2019 Cadillac Escalade ESV Review by John Heilig - It's E15 Approved
THE AUTO PAGE
By John Heilig
Senior Editor and Bureau Chief
The Auto Channel
REVIEWED MODEL: 2019 Cadillac Escalade ESV
ENGINE: 6.2-liter V8
TRANSMISSION: 10-speed automatic
HORSEPOWER/TORQUE: 420 hp @ 5,600 rpm/450 lb.-ft. @ 4,100 rpm
WHEELBASE: 130.0 in.
LENGTH X WIDTH X HEIGHT: 224.3 x 80.5 x 74.0 in.
CARGO CAPACITY: 39.3/76.7/120.9 cu. ft. (3rd row seats up/down/all seats down
ECONOMY: 14 mpg city/21 mpg highway
FUEL TANK CAPACITY: 31.0 gal.
CURB WEIGHT: 5,831 lbs.
TOWING CAPACITY: 7,900 lbs
COMPETITIVE CLASS: Lincoln Navigator, Infiniti QX80, Lexus LX
STICKER: $96,490 (includes $1,295 delivery, $4,000 options)
BOTTOM LINE: The Cadillac Escalade is big and comfortable. However, because of its size, it isn’t fun to drive in traffic.

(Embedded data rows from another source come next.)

Issue #3152, opened 2022-08-31
Case-insensitive email addresses


matteocargnelutti:
As reported by @clare-stanton: Some of our users are running into issues because email addresses are considered case sensitive during sign-up / sign-in.

- [x] Figure out if the entire email address, or just the part before `@` should be case insensitive
- [x] See how many existing users would be impacted by proposed fix _(and how)_
- [x] Choose our preferred solution: see this [list of decisions to be made](https://docs.google.com/document/d/10mZ2e2evg-A5H-Jdv4FUg7DITqw-nxoWyiEv6x7lbNU/edit#heading=h.gqw169l0mpvz)
- [x] Apply the fix and remediate edge cases: [project board](https://github.com/orgs/harvard-lil/projects/11/views/1)

---

**Resources:**
- [Design Doc](https://docs.google.com/document/d/10mZ2e2evg-A5H-Jdv4FUg7DITqw-nxoWyiEv6x7lbNU/edit#)
- @lizadaly's work and thoughts on fixing a similar problem on H2O: https://github.com/harvard-lil/h2o/pull/1592

kilbergr:
I found this blog post referencing RFCs around case sensitivity in email: https://verifalia.com/help/email-validations/are-email-addresses-case-sensitive. It says that domains are not case-sensitive, which would be my instinct. Regarding the username, it says that though they can be case-sensitive, it's rare that they are. I have found other articles citing the same RFC5321 (https://datatracker.ietf.org/doc/html/rfc5321) confirming that they can be case sensitive. I wonder how commonly it's an issue though. The problem is that people are putting in MYUSER@dogs.cats and myuser@dogs.cats and they're being treated as two separate users, right? Or is it you're getting myuser@dog.CATS and myuser@Dog.Cats? Or is it both?

matteocargnelutti:
@kilbergr Main issue is the former, as [Django follows said RFC](https://django-improved-user.readthedocs.io/en/stable/email_warning.html), in `EmailField` and `normalize_email()`.

Another argument in favor of considering usernames as case sensitive _(or at least saving them that way)_, besides the fact that it is the most "RFC compliant" thing to do, is that it sometimes makes sense to save how users prefer to see their email displayed _(ie: `PersonName@domain.ext` being arguably easier to read than `personname@domain.ext`)_.

[...]

PR #3153, opened 2022-08-31
Case insensitive email addresses

matteocargnelutti:
First attempt at figuring out a solution for #3152. 

---

I decided to start with the smallest fix I could think of to deal with this issue, and see where the discussion takes us 😄 .

### What does it do?
- It forces `str.lower()` on the `email` field of `UserForm`, so all new users will have a lower case email. This applies to the entire email address.

### Why this might be a good idea?
- It deals with our problem _"moving forward"_, without creating problems for existing users (?).
- We can then handle existing casing conflicts on a case-by-case basis, as brought to our attention.

### Why this might not be a good idea?
- The sign-in form remains case sensitive to accommodate for existing records (and conflicts). 
One can easily imagine users registering as `PersonName@domain.ext` and try to sign-in as `personname@domain.ext`, which would not work.
  - Is this something that can be fixed with a better error message?
  - Or would we want to implement an _"auto-retry"_ on the sign-in form, the second attempt using a lowercase version of the email address?
- [Saving email usernames with their original casing but checking them in a case-insensitive way is sometimes recommended](https://django-improved-user.readthedocs.io/en/stable/email_warning.html). 

---

PS: @rebeccacremona 

I haven't added a test yet, and wanted to ask how you would go about testing this.

**First idea:** adding a test case in `test_views_user_management.py`, something that tries to call the `/sign-up` form twice with the same email, but different casing.

```python3
def test_signup_email_case_insensitive(self):
    self.submit_form('sign_up',
                    data = {'e-address': "personname@test.com", 'first_name': 'Person', 'last_name': 'Name'},
                    success_url = reverse('register_email_instructions'))

    self.submit_form('sign_up',
                    data = {'e-address': "personNAME@test.com", 'first_name': 'Person', 'last_name': 'Name'},
                    error_keys=['email'])
```

---

Ping @kilbergr

### DIFF
--- a/perma_web/perma/forms.py
+++ b/perma_web/perma/forms.py
@@ -137,6 +137,10 @@ class UserForm(forms.ModelForm):
         super().__init__(*args, **kwargs)
 
     def save(self, commit=True):
+        # From Sept 2022 onwards: all email addresses are lowercase
+        if self.instance.email:
+            self.instance.email = self.instance.email.lower()
+
         # save user, and set a password so that the password_reset flow can be
         # used for email confirmation
         self.instance.set_password(LinkUser.objects.make_random_password(length=20))


rebeccacremona:
I am trying to think of anything else we'd need to change if we do this... 

So far, I can only think of one other spot: on the `https://perma.cc/manage/{admin,registrar,sponsored,organization}-users pages`, there is a button for adding a user, e.g. 
image
(click that one to expose the actual button in question)
image

It [does a thing](https://github.com/harvard-lil/perma/blob/f681d87ab3f86fe1c5e53e0258df22056aaba911/perma_web/perma/views/user_management.py#L716-L717), where it [checks to see if a user already exists](https://github.com/harvard-lil/perma/blob/f681d87ab3f86fe1c5e53e0258df22056aaba911/perma_web/perma/views/user_management.py#L734-L753), and [directs you to a different form](https://github.com/harvard-lil/perma/blob/f681d87ab3f86fe1c5e53e0258df22056aaba911/perma_web/perma/views/user_management.py#L724-L726) depending. 

I think downcasing on new `UserForm` save will get weird, if we don't also add special handling here. How should this work, thinking.....

rebeccacremona:
Does this sound right?

- An org user wants to add Joe Yacoboski to their org, and enters `Joe_Yacoboski@example.com` to the form
- We check to see if there's already an account associated with `"Joe_Yacoboski@example.com"` or `"Joe_Yacoboski@example.com".lower()`.

- If there is one associated with `Joe_Yacoboski@example.com`, we send them to the "he's already got an account; add him to the org" form with that User object.

- If there is not, but there is exactly one associated with `"Joe_Yacoboski@example.com".lower()`, we send them to the "he's already got an account; add him to the org" form with _that_ User object. If there is more than one associated with `"Joe_Yacoboski@example.com".lower()`, we tell them that there is a complication and ask them to contact us.

- Otherwise, we send them to the "create a new user and add them to the org" form, with the pre-filled email address field downcased, so that they see what we are doing.

That will work, I think?

matteocargnelutti:
@rebeccacremona That makes sense to me and I think it's a valid solution!

I'm trying to think of an alternative, to see if we can "get away" with a solution that doesn't involve adding more complexity to this system. 

How about we switched [this filter](https://github.com/harvard-lil/perma/blob/f681d87ab3f86fe1c5e53e0258df22056aaba911/perma_web/perma/views/user_management.py#L740) to `email__iexact` so this mechanism catches existing accounts regardless of casing?
If this returns more than 1 account, we should probably show and error message. 

Since we know how many accounts would be affect by this, dealing with this problem on a per-case / request basis seems somewhat reasonable?

rebeccacremona:
Re: testing...

Right, the test fixtures in Perma are still the old-fashioned JSON style, rather than the nicer pytest fixture + factoryboy setup we have elsewhere....

We probably want to create another [user like this one](https://github.com/harvard-lil/perma/blob/develop/perma_web/fixtures/users.json#L238), maybe `Test_User@example.com` (which also means adding a [folder](https://github.com/harvard-lil/perma/blob/develop/perma_web/fixtures/folders.json) for them), and maybe `TEST_USER@example.com` as well, so we can test explore the above imaginary Joe Yacoboski scenario.

I like your idea of a test hitting the most basic signup form twice. I feel like we want some sort of assertion that it works via the other forms well, even though that sounds tiresome.

rebeccacremona:
> How about we switched [this filter](https://github.com/harvard-lil/perma/blob/f681d87ab3f86fe1c5e53e0258df22056aaba911/perma_web/perma/views/user_management.py#L740) to `email__iexact` so this mechanism catches existing accounts regardless of casing?
> If this returns more than 1 account, we should probably show and error message.

Sure, showing an error whenever there is > 1 sounds just as good or better.

I'd be interested talking through the flow for people who attempt to sign up with capital letters.

I think without more code, this is what we have: I enter `Joe_Yacoboski@example.com`, possibly let LastPass or my browser remember that, submit, succeed... but then, I have to log in as `joe_yacobowski@example.com`, because login is case-sensitive... so I fail. I try to reset my password. I enter `Joe_Yacoboski@example.com` in the password reset form. I do not get sent a reset email, because that, like login, is case-sensitive.

How can we smooth that out? Nothing great is coming to mind: rejecting capital letters in the signup form with a validation error seems bad too.

rebeccacremona:
I am going to study the seemingly duplicative accounts we have, and see how many can be easily merged/deleted (for instance, if only one account has been activated, or only one has links, etc.)

rebeccacremona:
I am making bold to convert this to a draft, pending further discussion about auth-related flows for users.

rebeccacremona:
Superseded by https://github.com/orgs/harvard-lil/projects/9/views/3

PR #3608, opened 2024-10-02
Convert bottom half of dashboard to Vue

jcushman:
Here's a first cut at converting the rest of the Perma dashboard to Vue:

* The `vue-dashboard` flag now enables the new code -- the Vue stuff already in production moves out of the flag. So, to test this, set vue-dashboard = true. I put a gray box behind the new stuff so it's easier to visually distinguish for testing.
* There are a few changes to the existing Vue code, like moving the state object to Pinia. So, if we wanted to deploy this to prod without enabling the new stuff, we would use vue-dashboard = false and have to kick the tires on that. For now let's not.
* At this point I could use help from people kicking the tires and finding a punchlist of things that don't work. Just a quick "when I do x, it does y on prod but z in this branch".

Known limitations (let's list more):
* When dragging links, the little "[link]" thing is super far from the mouse. I messed with this and didn't find a fix.
* The "Loading links ..." thing flashes in and out really fast.


rebeccacremona:
I will QA with `vue-dashboard = false` locally.

PR #3609, opened 2024-10-03
fix org user expiry bug

teovin:
To reproduce, navigate to `/manage/organization-users/<user_id>`, click `remove`. The page errors with 404. 

image

The fix is to grab the affiliation id coming from the post request of the view and delete the affiliation. Previously the affiliation id was being used to query the organizations. I also renamed the `org` field in the template to represent the value it carries more accurately.


rebeccacremona (approved):
Hooray for a successful bug hunt!!

PR #3610, opened 2024-10-04
Separate sign-up views into their own module

cmsetzer:
Following on @rebeccacremona's work in https://github.com/harvard-lil/perma/pull/3607, this breaks the sign-up views off of `user_management.py` and puts them into their own module, `user_sign_up.py`.

There are some functions such as `approve_pending_registrar` that fall somewhere in between "user management" and "sign-up" in terms of functionality; in such cases, I did my best to minimize import dependencies between modules and keep functions alongside their associated views. Open to feedback though.


rebeccacremona (approved):
Yes! Into it!

PR #3611, opened 2024-10-04
Vue fixes

jcushman:
Fixing stuff found in QA (thanks, Becky!). I think this makes the `developer-playground = false` stuff ready to QA and ship, before I work on the `developer-playground = on` stuff, and also fixes all the already-on-prod issues.

>In your accessibility settings, turn on "reduce motion". Make a Perma Link in production. Observe that you see the word "loading", instead of a spinner. (TBD, if that is the right word. I think it probably isn't.) With this branch, the spinner is displayed regardless.

This turned out not to reproduce. But, I didn't like the "Loading" text, so I switched `<Spinner>` to show a paused spinner instead with reduced motion, so it's more consistent to use in a design.

> In prod, click "make multiple links" to open the link batch modal. Observe that the Vue version of the modal opens. With this branch, observe that the old modal opens.

Regrettably this is because I messed up the feature flags and the top half was rendering the old code rather than new code; apologies for wasting QA time! Feature flags are now fixed 🤞 so that:
* with both flags off, top half of dashboard is Vue, bottom half is old code
* `vue-dashboard` does nothing
* `developer-playground` switches the bottom half to Vue

> Submit an invalid URL. Observe that you are offered the opportunity to upload your own, in the error message. You should not be, I think? (Luckily, if you DO attempt to upload your own, with that same invalid URL, it fails validation.)

Removed the upload option for "Not a valid URL" error.

> Make a Perma Link. Observe that the spinner appears while your capture job is pending. Observe that the progress bar appears when capture begins. Observe that the spinner remains. That is a bug: the spinner should be replaced by the progress bar.

I tried this but my first attempt looked weird. Let's keep both for now. I think it'll help that I switched the reduced-motion to be a paused spinner.

> Make a Perma Link. After you are redirected to the new Link, use your back button to return to the dashboard. The UI will report that your link is still in progress.

We now call resetForm on success, which resets the button, error message, and URL contents. Note the URL box doesn't have focus on back button, not sure if it should.

> Make a link batch. Observe that the styling is broken for a second, right when you submit the request. There should be a spinner for a second. Instead, regardless of whether you have "reduce motion" on or off, you see "loading", with incorrect padding.

I moved the spinner to the content area of the modal and added a bunch of padding; seems better.

> Use the link batch history to open the modal for a completed batch, or make a new batch. Observe that the Vue version of the modal is weirdly skinny, and that text wraps, causing irregular spacing.

Added the same `modal-lg` class as the old modal.

Also in this commit:
* fix a typo in an error handler (`getErrorFromResponseStatus` -> `getErrorFromResponseOrStatus`)
* move `captureStatus`, `isLoading`, and `isReady` out of globalStore since they're only used in CreateLink; other variables may need this treatment too.


perma_web/frontend/components/CaptureError.vue
```diff
@@ -58,7 +62,7 @@ defineExpose({
                 </span></p>
             <p v-if="showGeneric" class="message">We’re unable to create your Perma Link.</p>
             <template v-if="showUploadLink">
-                <template v-if="showDevPlayground">
+                <template v-if="false && showDevPlayground">
```
rebeccacremona: Is this `false` here on purpose?

perma_web/frontend/components/CaptureError.vue
```diff
@@ -70,7 +74,7 @@ defineExpose({
         </div>
     </div>
 
-    <template v-if="showDevPlayground && globalStore.captureErrorMessage">
+    <template v-if="false && showDevPlayground && globalStore.captureErrorMessage">
```
rebeccacremona: Same here.

perma_web/frontend/lib/helpers.js
```diff
@@ -6,4 +6,8 @@ export function getCookie(name) {
       "(?:^|; )" + name.replace(/([\.$?*|{}\(\)\[\]\\\/\+^])/g, '\\$1') + "=([^;]*)"
   ));
   return matches ? decodeURIComponent(matches[1]) : undefined;
-}
\ No newline at end of file
+}
+
+export function prefersReducedMotion() {
+  return window.matchMedia('(prefers-reduced-motion: reduce)').matches;
+}
```
rebeccacremona, line 13: Can you say a word about how this differs from the `import { usePreferredReducedMotion } from '@vueuse/core'` strategy (other than being more readable 😜). Is it the same thing, under the hood?

rebeccacremona (approved):
Thanks for all these fixes! I did not pull this down and try it locally, but LGTM! One question about some possibly stray `false`s; one question for curiosity's sake.

perma_web/frontend/lib/helpers.js
jcushman: It's the same media query -- I just found `usePreferredReducedMotion().value === 'reduced'` clunky enough that I wanted a helper for it, and the helper simple enough not to require a library.

usePreferredReducedMotion() does [a bunch of work](https://github.com/vueuse/vueuse/blob/main/packages/core/usePreferredReducedMotion/index.ts#L13) to be reactive, so if we wanted to watch and respond to changes in reduced motion it would be helpful.

perma_web/frontend/components/CaptureError.vue
jcushman: On purpose but I think the wrong decision -- my thinking was since the upload form isn't done I should disable it, but if you're QAing with developer-playground = true you'll want to see the new one, done or not. Pushed a fix.

PR #3613, opened 2024-10-04
Convert settings views' tests to pytest syntax

rebeccacremona:
This PR converts all the tests for the settings views, extracted in https://github.com/harvard-lil/perma/pull/3607, to pytest syntax, and switches them to use pytest fixtures instead of JSON fixtures + mocks.

I don't love some of these tests, but I resisted the urge to change them too much: not the goal of this exercise 🤣.

As before, I think only a lightweight review is in order, and let it be on my head if I messed things up in the conversion: not worth anybody's time to study this. 

But, a quick buzz through for code style would be appreciated. Do you see anything that offends sensibilities?


perma_web/conftest.py
```diff
@@ -270,11 +270,7 @@ class PayingRegistrarFactory(RegistrarFactory):
     cached_paid_through = GENESIS
     base_rate = Decimal(100.00)
     in_trial = False
-
-
-@register_factory
-class PayingLimitedRegistrarFactory(PayingRegistrarFactory):
-    unlimited = False
+    unlimited=True
```
cmsetzer: Totally minor linting point but maybe 
```suggestion
    unlimited = True
```
for consistency?

perma_web/perma/tests/test_views_user_settings.py
```diff
@@ -0,0 +1,648 @@
...
+    orgs = soup.select('.settings-block p')
+    assert len(orgs) == 2
+    for org in orgs:
+        assert org.text.strip() in org_names
+
+
+def test_affiliations_registrar_user(client, registrar_user):
+    _, soup = get_afffilation_markup_for_user(client, registrar_user)
+
+    [registrar] = soup.select('h4')
```
cmsetzer: TIL about this list unpacking syntax. Cool! I do feel like it would read more clearly as
```suggestion
    registrar = soup.select_one('h4')
```
but it's a matter of preference — will leave it up to you.

perma_web/perma/tests/test_views_user_settings.py
```diff
@@ -0,0 +1,648 @@
...
+        assert setting.text.strip() in ["Website", "Email"]
+
+
+def test_affiliations_pending_registrar_user(client, pending_registrar_user):
+    response, soup = get_afffilation_markup_for_user(client, pending_registrar_user)
+
+    assert b'Pending Registrar'in response.content
+    assert b'Thank you for requesting an account for your library. Perma.cc will review your request as soon as possible.' in response.content
+
+    [registrar] = soup.select('.sponsor-name')
```
cmsetzer: See previous comment. Optional suggestion:
```suggestion
    registrar = soup.select_one('.sponsor-name')
```

cmsetzer (approved):
Looks great! Thanks so much for this, I'm sure it was a slog but this will set the table for lots of further test improvements.

I included a few optional stylistic suggestions; feel free to adopt or ignore them at your discretion.

perma_web/perma/tests/test_views_user_settings.py
rebeccacremona: Ah, good to know about `select_one`!

I agree that it is clearer to read. It is also slightly different: `[registrar] = soup.select('h4')` will cause the test to fail if more than one `h4` is present; `registrar = soup.select_one('h4')` will happily ignore everything but the first instance. I think in these tests... that difference is fine. But I will see if I still think so on Monday morning 😀 . And if yes, will commit both suggestions.

Thanks for the review!!

PR #3615, opened 2024-10-07
Prevent sass deprecation warnings

jcushman:
As a bit of housekeeping, this prevents deprecation notices during sass compile from [using slash as a division operator](https://sass-lang.com/documentation/breaking-changes/slash-div/) and using [minus-sign-variable without parens](https://sass-lang.com/documentation/breaking-changes/strict-unary/).

As suggested by sass, I did

> npm install -g sass-migrator
> sass-migrator division static/css/\*.scss
> sass-migrator strict-unary static/css/\*.scss

and then went and cleaned up the changes.

Fun fact for division: these are mostly in an early section of the css that must have an interesting story behind it. There's a bunch of stuff like `.col-sm-10by3 { width: 100% * math.div(5, 18); // 10/3 width }` that looks like it was copied from bootstrap, modified, and in some cases not currently used. I didn't go down the rabbit hole of figuring out what should be imported from bootstrap or deleted.

Fun fact for unary negation: I believe the rules `strict-unary` updated were in fact _not_ operating as intended, which of course is why they started printing warnings about them. There's stuff in here like `margin: 0 -$grid $double -$grid;` which apparently would have been parsed as `margin: (0-$grid) ($double-$grid)`, which I'm sure can't be what the author meant. I arbitrarily chose to have these do what they read like rather than how browsers have been interpreting them, by updating to `margin: 0 (-$grid) $double (-$grid);`, so at least the authorial intent will be visible if anyone ever goes back to revise. I looked at the affected elements (the single-link menu dropdown, and the link browser item-containers) and they look fine to me.


rebeccacremona (approved):
😁 This is such a good one.... we'll never know.  Thanks for doing this!

PR #3616, opened 2024-10-09
Vue css

jcushman:
Fixes to most recent QA 🙏

> Load a folder with lots of links. Look at the bottom. How it should look: same height as the folder tree, then a subtle drop shadow, links list scrolls
> The drop shadow should not be present when the list of links is too short to scroll.

I applied a modern flexbox layout to the folder tree + link list area, so the whole thing is 90vh and the folder tree, batch history and link list all scroll. I removed the slick custom scrolling drop shadow effect 😢 in favor of a constant drop shadow at the bottom of the box; I think it's more clear that way.

NOTE we decided the single-column layout for narrow windows is out of scope for now; it's not great.

> Expand a link in the link list. The "Default View" label is much larger now.

Fixed.

> The  vertical spacing of the "select a folder" dropdown looks a little wonky . Before and after.

The odd look is caused by using a unicode└ to indicate subfolders. We decided to keep it.

> I am pretty sure that "or create multiple links" used to disappear, when you started making a link.

Fixed.

> I checked private links and private orgs too, now. I think it is mostly correct! Only thing that is weird: the "Create Private Perma Link" button turns blue on hover/focus. I don't think that's correct.

Button is now darker orange and turns lighter orange on hover/focus.

Also in this PR:

* In working on the button, I discovered that we hadn't brought over the old folder-select code to handle private folders flags. Added.
* In adding flexbox I discovered that the batch history was still using a bootstrap "dropdown" to hide/show. Switched to using a reactive Vue boolean.


perma_web/frontend/components/FolderTree.vue
```diff
@@ -23,31 +23,37 @@ const onNodeSelect = (node) => {
...
+    isReadOnly,
+    isOutOfLinks,
     path: jstreeRef.value.getFolderTree().get_path(node) || [],
-    folderId: node.data.folder_id || '',
-    orgId: node.data.organization_id || '',
-    sponsorId: node.data.sponsor_id || '',
-    isPrivate: node.data.is_private || false,
-    isReadOnly: node.data.read_only || false,
-    isOutOfLinks: node.data.out_of_links || false,
+    isPrivate: org?.default_to_private || false,
```
jcushman, line 41: This change adapts these two functions that I hadn't brought over properly:

```
function sendSelectionChangeEvent(node) {
  var data = {};
  if (node.data) {
    data.folderId = node.data.folder_id;
    data.orgId = node.data.organization_id;
    data.sponsorId = node.data.sponsor_id;
    data.readOnly = node.data.read_only;
    data.path = folderTree.get_path(node);
  }
 
function handleSelectionChange(data) {
  var currentOrg = data.orgId;
  var currentSponsor = data.sponsorId;
  var readOnly = data.readOnly;
  var path = data.path;
  var outOfLinks = !readOnly && !currentSponsor && !currentOrg && !link_creation_allowed;

  // update top-level variables
  currentFolder = data.folderId;
  currentFolderPrivate = organizations[currentOrg] && organizations[currentOrg]['default_to_private'];
  var updateFolderSelection = new CustomEvent("vueDispatch", {
    bubbles: true,
    detail: {
      name: 'updateFolderSelection',
      data: {
        path: path,
        orgId: data.orgId,
        folderId: currentFolder,
        sponsorId: currentSponsor,
        isPrivate: currentFolderPrivate,
        isReadOnly: readOnly,
        isOutOfLinks: outOfLinks
      }
    }
  });
```

rebeccacremona (approved):
Huzzah!

PR #3618, opened 2024-10-11
Capture error handling

jcushman:
Some improvements to error handling when capturing URLs, both single link and batch.

Single link errors are shown closer to the form, smaller, read by screen readers, and tweaked handling for a couple of messages:

image

I also looked at error handling for the batch capture modal and found that its error handling was pretty clunky -- if you don't put in urls, it closes the modal and shows a toast, instead of showing an inline error to let you fix the problem. Pulling this thread, I ended up:

* refactoring FolderSelect to use a consistent dropdown inside and outside the batch capture modal
* adding inline error handling to capturebatch

image

Accessibility notes:

This is forward progress on accessibility, as the single-link errors now get read by VoiceOver. Neither the toasts or inline form errors are being read by VoiceOver for me, however. I think we should address that as a separate bug.


bensteinberg (approved):
LGTM! I'll get this on stage, where other people can have a look, as discussed.

PR #3619, opened 2024-10-11
Post-Vue-dashboard file moves

jcushman:
This PR makes a bunch of cleanup moves now that we're moving the Vue dashboard out of a developer flag. These tend to step on file history, so I'm doing them in one big batch in the hopes of getting that out of the way:

* Move everything out of the developer-playground flag. We're keeping the flag itself for potential use later.
* Re-indent the new Vue files in frontend/ with two spaces, which is what we generally use for HTML/CSS/JS. (It would make sense at some point to adopt ESLint and Prettier, but I just did a quick effort with Pycharm for now since the files are moving anyway, in the hopes of reducing the diff size for that effort later.)
* Delete all of the now-unused javascript from the old create page.
* Move the frontend/ folder to static/frontend/. In working with Vite I found that it was hard to get both developer and production builds working with the right paths when we had Vue and CSS in different static folders.


bensteinberg (approved):
LGTM! I'll merge and deploy to stage. I think this will now require pretty thorough QA on stage before deploying to prod; if we need to do a bugfix before that QA happens, we might have to revert this PR and maybe the previous one, #3618, before applying the fix.

PR #3625, opened 2024-10-18
Tweak error messages and upload your own behavior.

rebeccacremona:
In this PR, I'm doing three uncontroversial things, and one potentially controversial one.

### Uncontroversial

1) While doing QA of the new Vue dashboard, I noticed that some of our error messages are unnecessarily terse or are otherwise a little clumsy. I tweaked them to suit my personal sensibilities; please feel free to suggest alternatives!

2) I noticed that the upload-your-own form wasn't handling titles and descriptions correctly: they should always be optional, and you should get the chance to supply them both when uploading fresh, or when replacing a failed capture.

image

3) I realized that I was wrong last week, when I said that the option to upload your own should not appear when you enter an invalid URL. That is in fact not correct: many valid URLs, like `https://afdc.energy.gov/stations#/analyze?country=US&region=US-VA&fuel=ELEC`, currently fail validation, and our users rely on this workaround. See LIL-836.

### Potentially controversial

[This PR](https://github.com/harvard-lil/perma/pull/3618) significantly improved error handling.

But, in the process, it switched to unstyled messages... which I personally am finding difficult to parse, because the messages are long.

Here, I tried reintroducing a little styling.

I can easily revert it, if we prefer the unstyled, one-line version.

Examples:

image
image
image
image


rebeccacremona:
(I also think it is a goofy we have two versions, a bunch that start with "We're unable to create your Perma Link" and a bunch that start with "Perma can't create this link." I am tempted to fix that up too... but am not sure.)

jcushman:
Looks great! Let's do it.

bensteinberg (approved):
LGTM. I notice that we vary in using `’` and `'` for apostrophes, but maybe we can fix that systematically another time.

rebeccacremona:
> LGTM. I notice that we vary in using `’` and `'` for apostrophes, but maybe we can fix that systematically another time.

Yeah I am the worst about that 😅 . I use straight quotes everywhere.

PR #3629, opened 2024-10-22
Don't post a message when a link is deleted.

rebeccacremona:
See LIL-2768.

You are allowed to (soft) delete a Perma Link for 24hrs after its creation. When you do, we return you to the dashboard. We used to use [Django's message framework](https://docs.djangoproject.com/en/5.1/ref/contrib/messages/) to post a little notification, communicating that your link had been successfully deleted. But, now that this page is rendered by Vue, that message isn't getting displayed. Instead, Django holds on to the message and displays it... whenever it next gets a chance to display a message. For instance, on the login page 😂 .

We could change things so that you get a javascript-mediated message... but I honestly don't think it's necessary.

This PR just removes the code for posting a message.


rebeccacremona:
I am looking forward to seeing if this breaks a test. I hope it does :-)

bensteinberg (approved):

There’s big, and there’s very big. The Cadillac Escalade ESV is very big. Built on a 130-inch wheelbase, the Escalade EXV is 19 feet long. While the size is great for carrying capacity, it does make driving the Escalade difficult in some situations.
For example, the Escalade has a 43-foot turning circle radius that can make turning difficult in tight situations. Exiting my favorite coffee shop there’s a tight turn. I had to be careful or I might have fallen into a gully.
Styling is conservative, with a couple of Cadillac flourishes. The headlight array is five projector beam lights that are echoed by vertical LED taillamp that bring back memories of Cadillac fins.
Inside, there’s a nice brown interior to go with then black dash and wood trim. However, I’m not a fan of the dashboard array. There are sliding controls for audio volume, HVAC temperature, fan speed, etc. They are difficult to use or fine tune. They look great! But….
We eventually turned the audio off because of the difficulty in tuning, etc. The HVAC system was good, but again it was a pain in finding the ideal temperature. Heated and ventilated seats are great, but they automatically turn on when you enter the car, so if your butt starts getting cold, check the buttons.
Under the hood is a huge 420 horsepower 6.2-liter V8 with a 10-speed automatic transmission. There’s plenty of power to move the 5,831-pound Escalade at a good clip, almost too fast sometimes. Entry and exit are aided by running boards that automatically extend when you unlock the doors. In addition, the front passenger and rear passengers have assist handles on the pillars.
Front seats are comfortable with multiple power adjustments to find an ideal comfort level. As I mentioned above, they’re heated and ventilated. Second row captain’s chairs offer excellent legroom. First and second row seats recline. The second row has its own HVAC controls. In addition, an entertainment screen unfolds from the roof. Additional screens unfold for third row passengers. Third row legroom is decent. My son-in-law has a similar-sized Chevy Suburban and uses it to transport his three grown children and athletic equipment all over their town.
The Escalade shares one of GM’s best inventions, a rear seat warning. When you shut down, the dash beeps and an advisory comes up telling you to check the rear seat. It is triggered when you open the rear doors for any reason.
The driver faces a clear instrument panel. Four-wheel drive controls are on the dash in a panel by the driver’s left knee. I would suggest taking some time to acquaint yourself with all the controls and their locations, ideally not while you’re driving.
Besides the huge cargo capacity, there’s a lot of internal storage. The center console/arm rest has a Qi charger on top with warning labels advising you not tempt keys there, only phones. Overall, the Cadillac Escalade is practical and luxurious. I do not like the dash, even though it looks nice. It’s too confusing.